Supplemental Indenture to Unsecured Indenture
On the Closing Date, following receipt of the requisite consents of the Supporting Holders pursuant to the Exchange Agreement, Ultra Resources, the Company and its other subsidiaries, as guarantors, and Wilmington Trust, National Association, as trustee, entered into the First Supplemental Indenture (the “Supplemental Indenture”) to the Indenture dated April 12, 2017, among Ultra Resources, the Company, the subsidiary guarantors party thereto and Wilmington Trust, National Association, as trustee (the “Unsecured Indenture”). Pursuant to the Supplemental Indenture, the parties amended the Unsecured Indenture to, among other things, eliminate or amend substantially all of the restrictive covenants contained in the Indenture governing the Old Notes, other than those relating to the payment of principal and interest. The Supplemental Indenture is binding on all Old Notes that remain outstanding.
The foregoing description of the Supplemental Indenture does not purport to be complete and is subject to, and qualified in its entirety by reference to, the full text of the Supplemental Indenture, which is filed as Exhibit 4.2 to this Current Report on Form 8-K and is incorporated by reference in this Item 1.01.
Warrant Agreement
On the Closing Date, in connection with the consummation of the Exchange Transaction, the Company entered into a Warrant Agreement (the “Warrant Agreement”), between the Company, Computershare Inc. and Computershare Trust Company, N.A., which provided for the Company’s issuance of up to an aggregate of 10,919,499 Warrants in accordance with the terms of the Exchange Agreement and the Warrant Agreement.
The Warrants are initially exercisable for one common share of the Company, no par value (the “Common Shares”), per Warrant at an initial exercise price of $0.01 per Warrant (the “Exercise Price”). No Warrants will be exercisable until the date on which the volume-weighted average price of the Common Shares is at least $2.50 per Common Share for 30 consecutive trading days (the “Trading Price Condition”). Subject to the Trading Price Condition, the Warrants are exercisable at the option of the holders thereof from the Closing Date until 5:00 p.m., New York City time, on July 14, 2025, at which time all unexercised Warrants will expire and the rights of the holders of such Warrants to purchase Common Shares will terminate. In the aggregate, if all Warrants are exercised, total shareholder dilution will be approximately 6% based on 197,053,583 Common Shares outstanding as of October 25, 2018.

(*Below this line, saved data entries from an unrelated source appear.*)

PR #165, opened 2018-01-22
Relax dateTime coercion in JSON-LD parser

### LINKED ISSUE #164: Unexpected date time handling in JSON-LD parser
JsonLdParser produces some weird results when reading dateTime values:
- Literal values that don't say they're dateTimes are parsed as dateTimes.
- The time zone of the machine running the code has an effect on the parsed value (for the below my time zone was UTC).
- Negative time zone designators are converted to positive ones.
- Values without time zone designators increase in resolution.

Input RDF literal value | Data type | Output graph node literal value
-- | -- | --
2000-01-01T00:00:00 | ex:someDatatype | 2000-01-01T00:00:00.0000000
2000-01-01T00:00:00 | xsd:dateTime | 2000-01-01T00:00:00.0000000
2000-01-01T00:00:00+01:00 | ex:someDatatype | 1999-12-31T23:00:00+00:00
2000-01-01T00:00:00+01:00 | xsd:dateTime | 1999-12-31T23:00:00+00:00
2000-01-01T00:00:00-00:00 | ex:someDatatype | 2000-01-01T00:00:00+00:00
2000-01-01T00:00:00-00:00 | xsd:dateTime | 2000-01-01T00:00:00+00:00
2000-01-01T00:00:00-01:00 | ex:someDatatype | 2000-01-01T01:00:00+00:00
2000-01-01T00:00:00-01:00 | xsd:dateTime | 2000-01-01T01:00:00+00:00

[JsonLdParser.Load](https://github.com/dotnetrdf/dotnetrdf/blob/master/Libraries/dotNetRDF/Parsing/JsonLdParser.cs#L108) uses JsonTextReader with default options, which means we're trying real hard to coerce values.

langsamu:
Fixes #164.

### DIFF
--- a/Testing/unittest/JsonLd/JsonLdParserTests.cs
+++ b/Testing/unittest/JsonLd/JsonLdParserTests.cs
@@ -68,7 +68,7 @@ namespace VDS.RDF.JsonLd
         }
 
         [Theory]
-        [MemberData(nameof(DateTimeValues), DisableDiscoveryEnumeration = false)]
+        [MemberData(nameof(DateTimeValues))]
         public void DateTimeHandlingDiff(string dateTimeValue, string datatype)
         {
             using (var original = new TripleStore())
@@ -85,7 +85,7 @@ namespace VDS.RDF.JsonLd
         }
 
         [Theory]
-        [MemberData(nameof(DateTimeValues), DisableDiscoveryEnumeration = false)]
+        [MemberData(nameof(DateTimeValues))]
         public void DateTimeHandling(string dateTimeValue, string datatype)
         {
             using (var store = new TripleStore())
--- a/Testing/unittest/JsonLd/JsonLdParserTests.cs
+++ b/Testing/unittest/JsonLd/JsonLdParserTests.cs
@@ -1,6 +1,8 @@
 ﻿using FluentAssertions;
+using System;
 using System.Collections.Generic;
 using System.Linq;
+using VDS.RDF.Nodes;
 using VDS.RDF.Parsing;
 using VDS.RDF.Writing;
 using Xunit;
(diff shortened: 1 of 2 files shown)


Testing/unittest/JsonLd/JsonLdParserTests.cs
```diff
@@ -44,5 +45,66 @@ public void TestIssue122()
...
+                    new object[] { "2000-01-01T00:00:00+00:00", "http://example.com/datatype" },
+                    new object[] { "2000-01-01T00:00:00-01:00", "http://example.com/datatype" },
+                    new object[] { "2000-01-01T00:00:00+01:00", "http://example.com/datatype" },
+                };
+            }
+        }
+
+        [Theory]
+        [MemberData(nameof(DateTimeValues), DisableDiscoveryEnumeration = false)]
+        public void DateTimeHandlingDiff(string dateTimeValue, string datatype)
```
tpluscode: Please rename the test method to something more descriptive.

I know, it's not nearly perfect throughout dotNetRDF but we must start somewhere ;)

tpluscode:
Hey @langsamu. Thanks for the fix!

I see in the parsing test that the literal is compared as strings. Maybe for literals typed as actual `xsd:date`/`xsd:datetime` it should be a strongly typed [`DateTimeNode`](https://github.com/dotnetrdf/dotnetrdf/blob/master/Libraries/dotNetRDF/Nodes/DateTimeNode.cs), @kal?

kal:
It looks like the build for the last commit failed because of Chocolatey having some server issues. I've kicked off a rebuild of that.

@tpluscode I think it would be good to have the comparisons use DateTimeNode. @langsamu do you think you could take a look at changing the code that compares using the ILiteralNode interface to use DateTimeNode instead?

Cheers

Kal

langsamu:
8010c9d4ddaea26f154b4f205ad80edbbebef6d0 adds a test that uses [AsValuedNode().AsDateTime()](https://github.com/dotnetrdf/dotnetrdf/commit/8010c9d4ddaea26f154b4f205ad80edbbebef6d0#diff-127d71da23f658dad561d79acedbccadR131).
This succeeds with or without the [DateParseHandling change](https://github.com/dotnetrdf/dotnetrdf/pull/165/commits/87e7a447c3482a681e898b00980ad0ce871790aa#diff-2006619a765ceb0da4f53d6a57798b78R108) in 87e7a447c3482a681e898b00980ad0ce871790aa.

@kal, @tpluscode, is this what you meant?

I've added a strongly typed test instead of modifying the [previous one](https://github.com/dotnetrdf/dotnetrdf/pull/165/commits/ab3eec0d6ad6cc58b984ed6431cfb37c70f91732#diff-127d71da23f658dad561d79acedbccadR105) because I think it's reasonable to expect that `ILiteralNode.Value` is the same as the value of the literal object in the input RDF string.

Similarly I think it's reasonable to [expect](https://github.com/dotnetrdf/dotnetrdf/pull/165/commits/ab3eec0d6ad6cc58b984ed6431cfb37c70f91732#diff-127d71da23f658dad561d79acedbccadR82) that if
N-Triples -> graph1 -> JsonLdWriter -> JSON-LD -> JsonLdParser -> graph2
then `graph1.Difference(graph2).AreEqual`, where strongly typed literal nodes don't play a part (that I know).

kal:
I've had to revert the merge of this PR. The code works fine on my local development environment and the tests pass for all three target frameworks. However on the Appveyor build, the literal round trip tests are failing for some reason that I can't figure out.

langsamu:
@kal: I think this is because your local dev env timezone is different from Appveyor's (as is mine).
35d5fdd changes the strongly typed test so it normalizes to UTC, in line with [ValuedNodeExtensions](https://github.com/dotnetrdf/dotnetrdf/blob/master/Libraries/dotNetRDF/Nodes/ValuedNodeExtensions.cs#L100).
All tests pass on #182.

Pursuant to the Warrant Agreement, no holder of a Warrant, by virtue of holding or having a beneficial interest in a Warrant, will have the right to vote, consent, receive dividends, receive notice as shareholders with respect to any meeting of shareholders for the election of the Company’s directors or any other matter, or exercise any rights whatsoever as a shareholder of the Company unless, until and only to the extent such holders become holders of record of Common Shares issued upon settlement of Warrants.
The number of Common Shares for which a Warrant is exercisable, and the Exercise Price, are subject to adjustment from time to time upon the occurrence of certain events, including: (1) stock splits, reverse stock splits or stock dividends to all or substantially all of the holders of Common Shares; (2) any combination or subdivision in respect of Common Shares; or (3) certain special dividends issued to all holders of Common Shares.